The problem is find to the differential of $f:S^{m}\times S^{n}\to S^{m+n+mn}$ (spheres) defined as $f(x_{0},...,x_{n},y_{1},...y_{n})=(x_{0}y_{0},x_{0}y_{1},...,x_{n}y_{1},x_{n}y_{n})$ and show it is injective for all $(p,q)\in S^{m}\times S^{n}$ i.e. $df_{(p,q)}:T_{p}S^{m}\times T_{q}S^{n}\to T_{f(p,q)}S^{m+n+mn}$ is injective.
one way) Treating f as a (m +1)x(n+1) matrix with $f_{ij}=x_{i}y_{j}$. But differentiating such a function is confusing.

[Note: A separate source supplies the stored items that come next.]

PR #281, opened 2022-03-02
Move GCPKmsTink initialize into GoogleCloudExampleDaemonMain

yunyeng:
This change is [Reviewable](https://reviewable.io/reviews/world-federation-of-advertisers/panel-exchange-client/281)

### DIFF
--- a/src/main/kotlin/org/wfanet/panelmatch/client/deploy/ExchangeWorkflowDaemon.kt
+++ b/src/main/kotlin/org/wfanet/panelmatch/client/deploy/ExchangeWorkflowDaemon.kt
@@ -17,8 +17,7 @@ package org.wfanet.panelmatch.client.deploy
 import java.time.Clock
 import kotlinx.coroutines.CoroutineName
 import kotlinx.coroutines.CoroutineScope
-import kotlinx.coroutines.runBlocking
-import kotlinx.coroutines.withContext
+import kotlinx.coroutines.launch
 import org.wfanet.measurement.common.logAndSuppressExceptionSuspend
 import org.wfanet.measurement.common.throttler.Throttler
 import org.wfanet.panelmatch.client.common.Identity
@@ -115,17 +114,13 @@ abstract class ExchangeWorkflowDaemon : Runnable {
         jobLauncher = launcher
       )
 
-    runBlocking { runDaemon(exchangeStepLauncher) }
+    scope.launch(CoroutineName("ExchangeWorkflowDaemon")) { runDaemon(exchangeStepLauncher) }
   }
 
   /** Runs [exchangeStepLauncher] in an infinite loop. */
   protected open suspend fun runDaemon(exchangeStepLauncher: ExchangeStepLauncher) {
-    withContext(CoroutineName("ExchangeWorkflowDaemon")) {
-      throttler.loopOnReady {
-        // All errors thrown inside the loop should be suppressed such that the daemon doesn't
-        // crash.
-        logAndSuppressExceptionSuspend { exchangeStepLauncher.findAndRunExchangeStep() }
-      }
+    throttler.loopOnReady {
+      logAndSuppressExceptionSuspend { exchangeStepLauncher.findAndRunExchangeStep() }
     }
   }
 }
--- a/src/main/kotlin/org/wfanet/panelmatch/client/deploy/ExchangeWorkflowDaemon.kt
+++ b/src/main/kotlin/org/wfanet/panelmatch/client/deploy/ExchangeWorkflowDaemon.kt
@@ -18,6 +18,8 @@ import java.time.Clock
 import kotlinx.coroutines.CoroutineName
 import kotlinx.coroutines.CoroutineScope
 import kotlinx.coroutines.launch
+import kotlinx.coroutines.runBlocking
+import kotlinx.coroutines.withContext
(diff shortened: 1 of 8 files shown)


SanjayVas (approved):
> Reviewed 7 of 7 files at r1, all commit messages.
> *[Reviewable](https://reviewable.io/reviews/world-federation-of-advertisers/panel-exchange-client/281)* status: all files reviewed, 1 unresolved discussion (waiting on @stevenwarejones and @yunyeng)

___
*[src/main/kotlin/org/wfanet/panelmatch/client/deploy/example/filesystem/FilesystemExampleDaemonMain.kt, line 39 at r1](https://reviewable.io/reviews/world-federation-of-advertisers/panel-exchange-client/281#-MxBabL86WQGn9fAKuFB:-MxBabL86WQGn9fAKuFC:bl61sfh) ([raw file](https://github.com/world-federation-of-advertisers/panel-exchange-client/blob/824d29e7d1a7b073c930db3b7d0f9c7ca99a14bf/src/main/kotlin/org/wfanet/panelmatch/client/deploy/example/filesystem/FilesystemExampleDaemonMain.kt#L39)):*
> ```Kotlin
> 
>   @Option(names = ["--tink-key-uri"], description = ["Tink Key Uri"], required = true)
>   private lateinit var tinkKeyUri: String
> ```

nit: this flag can stay in the base class as protected, since all impls use Tink. The main difference is just which KMS client gets used.



_Code quote:_
```Kotlin
  @Option(names = ["--tink-key-uri"], description = ["Tink Key Uri"], required = true)
  private lateinit var tinkKeyUri: String
```

SanjayVas (commented):
> *[Reviewable](https://reviewable.io/reviews/world-federation-of-advertisers/panel-exchange-client/281)* status: 6 of 8 files reviewed, 2 unresolved discussions (waiting on @SanjayVas, @stevenwarejones, and @yunyeng)

___
*[src/main/kotlin/org/wfanet/panelmatch/client/deploy/ExchangeWorkflowFlags.kt, line 116 at r2](https://reviewable.io/reviews/world-federation-of-advertisers/panel-exchange-client/281#-MxFq2XqEnUxfTzHEPPW:-MxFweU0-EaKZ7scPRvl:b-qj4651) ([raw file](https://github.com/world-federation-of-advertisers/panel-exchange-client/blob/866cbecd32ba5f5d68982754533fd1b84796bd96/src/main/kotlin/org/wfanet/panelmatch/client/deploy/ExchangeWorkflowFlags.kt#L116)):*

The target can use a hostname rather than an IP address. In fact, that's the more likely case.
</blockquote></details>

Sorry, looks like InetSocketAddress handles hostnames as well. Regardless, gRPC expects a string and not an `InetSocketAddress`, and can do it's own validation on the string.

See https://grpc.github.io/grpc-java/javadoc/io/grpc/ManagedChannelBuilder.html#forTarget-java.lang.String-

stevenwarejones (approved):
> Reviewed 2 of 4 files at r2, 1 of 1 files at r3, all commit messages.
> *[Reviewable](https://reviewable.io/reviews/world-federation-of-advertisers/panel-exchange-client/281)* status: all files reviewed, 1 unresolved discussion (waiting on @SanjayVas and @yunyeng)

___
*[src/main/kotlin/org/wfanet/panelmatch/client/deploy/ExchangeWorkflowFlags.kt, line 116 at r2](https://reviewable.io/reviews/world-federation-of-advertisers/panel-exchange-client/281#-MxFq2XqEnUxfTzHEPPW:-MxGuagg82rfJpWxCTUE:bid53kx) ([raw file](https://github.com/world-federation-of-advertisers/panel-exchange-client/blob/866cbecd32ba5f5d68982754533fd1b84796bd96/src/main/kotlin/org/wfanet/panelmatch/client/deploy/ExchangeWorkflowFlags.kt#L116)):*

Sorry, looks like InetSocketAddress handles hostnames as well. Regardless, gRPC expects a string and not an `InetSocketAddress`, and can do it's own validation on the string.

See https://grpc.github.io/grpc-java/javadoc/io/grpc/ManagedChannelBuilder.html#forTarget-java.lang.String-
</blockquote></details>

yeah - it handles hostnames as well. I'd like to keep it. Thx

SanjayVas (commented):
> *[Reviewable](https://reviewable.io/reviews/world-federation-of-advertisers/panel-exchange-client/281)* status: all files reviewed, 1 unresolved discussion (waiting on @yunyeng)

___
*[src/main/kotlin/org/wfanet/panelmatch/client/deploy/ExchangeWorkflowFlags.kt, line 116 at r2](https://reviewable.io/reviews/world-federation-of-advertisers/panel-exchange-client/281#-MxFq2XqEnUxfTzHEPPW:-MxH3U3P0dNNlIRnXmDC:b-4cysuf) ([raw file](https://github.com/world-federation-of-advertisers/panel-exchange-client/blob/866cbecd32ba5f5d68982754533fd1b84796bd96/src/main/kotlin/org/wfanet/panelmatch/client/deploy/ExchangeWorkflowFlags.kt#L116)):*

yeah - it handles hostnames as well. I'd like to keep it. Thx
</blockquote></details>

1. That's inconsistent with how we specify service targets for every other binary in the system so far.
2. It doesn't provide any value, as the gRPC channel interface expects a string and does its own validation.
3. It's inaccurate, as technically gRPC supports more forms than even host:port.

other way) using coordinate charts. But there must be cleaner solution.
My suggestion is to avoid coordinates on the spheres as much as possible. Here's a simpler set-up. Suppose you have a smooth map $F\colon \Bbb R^{n+1}\to \Bbb R^N$ (the issue here is in the domain, not the range) and you're interested in its restriction $f\colon S^n\to\Bbb R^N$. How should we decide if $df_x\colon T_xS^n\to\Bbb R^N$ is injective? Of course, if $dF_x\colon\Bbb R^{n+1}\to\Bbb R^N$ is injective, we're very happy. But it needn't be. So remember that $df_x$ is the restriction of $dF_x$ to $T_xS^n$. Thus, it will suffice for $\ker(dF_x)$ to be contained in $(T_xS^n)^\perp=\text{Span}(x)$. You might compare this with the way the method of Lagrange multipliers works, by the way.
You should be able to generalize this to the case of $S^m\times S^n$.